Ülemiste City respects the memory of innovative people from Estonia. Therefore, to perpetuate and show our respect to the people who have accomplished great goals, all the houses built in the Ülemiste City innovation district are named after world-famous innovators coming from or involved with Estonia.



Ustus Agur (1929-1997) - Estonian information society pathfinder



Ustus Agur, the "Grand Old Man" of Estonian computers and information, managed over the course of 50 years to work as a computer engineering teacher, researcher, terminology developer, Estonian information system creator and publish more than five hundred publications. A great many of his endeavours were the first of their kind and ground breaking.



Ustus Agur was already interested by electron computers in the 1950s, also being the author of the first Estonian language publication on electron computers. In 1967 Ustus Agur founded the TTÜ computer department (pretty much at the same time that computer science began in England, Germany and elsewhere in Europe). As a professor in the Information Technology Department, and its chair from 1966-1976, Ustus Agur has given many lectures on the different domains: general electro technology, electric drive theory, the bases of informatics, data processing means, and data communication and computer networks. He published dozens of articles every year in different fields - on educational institutions of higher learning, programming, literature, the relationship between art and cybernetics, the effectiveness and quality of information work. In addition to this, he developed numerous specialty text books. The popular scientific book "People and automats" was directed towards a broad group of readers.

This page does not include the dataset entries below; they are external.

PR #654, opened 2023-04-06
DDCE-3288 - Open case details page when accessing a case without ruli…

frikit:
…ng tab


test/unit/models/response/UploadErrorSpec.scala
```diff
@@ -14,17 +14,27 @@
  * limitations under the License.
  */
 
-package views
-
-object CaseDetailPage extends Enumeration {
```
frikit, line 19: this is bug in git,. I just deleted one file and created test for another class

EdCope (approved):

PR #656, opened 2023-04-24
DDCE-3736 Update Content Secure Policy 

mywyau:
**Changes**
- Adding nonces
- Updating config
- Removing comments in tests

**So initial issues** 
Changing the csp results in having to add in nonces for script elements there is javascript on the checkboxes that break as they are being blocked from submitting the page when checked. 

Screenshot 2023-04-13 at 14 04 28

Screenshot 2023-04-13 at 14 06 41

This results in breaking the ATs as the checkboxes lose their case filtering capabilities.


mywyau:
**As an update:** 
Refactored the javascript to be out of the component and moved into the relevant view. The two blocked was the remove key word link and checkbox filters on advanced search page as shown above. Using event listener instead and adding a nonce to the script tag to comply with new CSP.

EdCope (changes requested):
CSP was blocking backlinks.
Print inline script also affected under reports sections
File uploads working differently on this one so are ok

app/models/CaseReferral.scala
```diff
@@ -21,4 +21,11 @@ case class CaseReferral(
   reasons: List[ReferralReason.Value],
   note: String,
   referManually: Option[String]
-)
+) {
+
+  val function1 = (x: Int) => x + 1
```
EdCope, line 26: Remove here

EdCope (approved):

PR #673, opened 2024-03-15
DDCE-5407 Cases due to expire report

gastonracui:


app/models/reporting/Report.scala
```diff
@@ -216,6 +219,30 @@ object Report {
     statuses  = Set(PseudoCaseStatus.CANCELLED)
   )
 
+  private val calculateDueToExpireDateRange: InstantRange = {
+    val now = LocalDate.now()
+    InstantRange(
+      min = now.minusMonths(1).`with`(firstDayOfMonth()).atStartOfDay(ZoneOffset.UTC).toInstant,
+      max = now.`with`(lastDayOfMonth()).atStartOfDay(ZoneOffset.UTC).toInstant
```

A new stage in Agur's life was the years spent working in the Estonian Information Institute, which was the developer of Estonia's science and technology information systems. Under the instruction of Agur, the institute developed the principles and concept behind the Independent Scientific and Technology Information System (VATTIS).

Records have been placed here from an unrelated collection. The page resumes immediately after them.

PR #687, opened 2024-08-23
DDCE-6003 Try to fix compilation warnings

mywyau:
Not really sure about this ticket, lots of match cases non exhaustive warnings but my opinion is there is often not really suitable replacements for catch all cases.

Regarding implicits we have a ticket for migrating to Scala 3 for this frontend. The code base is large and changing implicits to new Scala 3 syntax is not easy and a lot of changes. Should be done in another ticket. 

https://jira.tools.tax.service.gov.uk/browse/DDCE-5955

This ticket https://jira.tools.tax.service.gov.uk/browse/DDCE-6003 says there is 100 warnings after the spike and Victor's work it had been reduced to only around 35 warnings. 

Most match case errors have no good catch all solutions:

- @unchecked - using these tags to to ignore the error, not a good idea imo
-  Suppress Warnings with Compiler Flags using `scalacOptions ++= Seq("-P:silencer:globalFilters=match may not be exhaustive")`
- add catch alls with case _ => ???
```
status match {
  case LIVE     => "Live"
  case NON_LIVE => "Non-live"
  case _        => "Unknown" 
}



```


conf/messages
```diff
@@ -1325,6 +1325,7 @@ users.user.details.status=Status
 
 users.user.details.role.hint.classification=Manage ATaR, liability, correspondence and miscellaneous cases.
 users.user.details.role.hint.gateway=Assign ATaR cases. Create and assign Liability, Correspondence and Miscellaneous cases.
+users.user.details.role.hint.not.found=Role or isGateway not found
```
mywyau, line 1328: will probably need better and new content for this message and welsh yeah if it ever gets decided we need to handle these match cases or not

app/models/ReferralReason.scala
```diff
@@ -21,8 +21,10 @@ object ReferralReason extends Enumeration {
 
   val REQUEST_SAMPLE, REQUEST_MORE_INFO = Value
 
-  def format(reason: ReferralReason): String = reason match {
+  def format(reason: ReferralReason): String = 
+    reason match {
     case REQUEST_SAMPLE    => "To request a sample"
     case REQUEST_MORE_INFO => "To request more information"
+    case _ => "Unknown"
```
mywyau, line 28: hard coded match cases again how do we handle this?

Taiwo-AB:
This is a challenging situation because there are various methods to address the warnings, such as using sealed traits, unchecked, wildcards etc. I believe a discussion is necessary to determine the best strategy. However, if you choose to use the wildcard, make sure to use proper naming. For now, using unchecked might be the simplest solution until we find a more suitable approach, as we haven’t encountered any issues with this service so far.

Under the leadership of Ustus Agur, annual independent conferences and consultations were held, which mirrored the development problems of the dissemination of information and information systems. In 1988, under the leadership of the scientist, the concept of Estonia's informationalization concept was completed, which became a participant in high recognition.



The scientist also played an important part in the arrangement of Estonia's informatic life. His activities are related to the formation of Estonia's Informatics Supervisory Board and the Informatics fund, where Agur worked as director in his final years.



Ustus Agur's versatile and novel activities remain as a valuable spiritual inheritance for Estonia. As a researcher and populariser of science, creator of terminology and compiler of vocabulary, first computer and information newspaper publisher and translator, Ustus Agur has left an indelible mark on our national culture.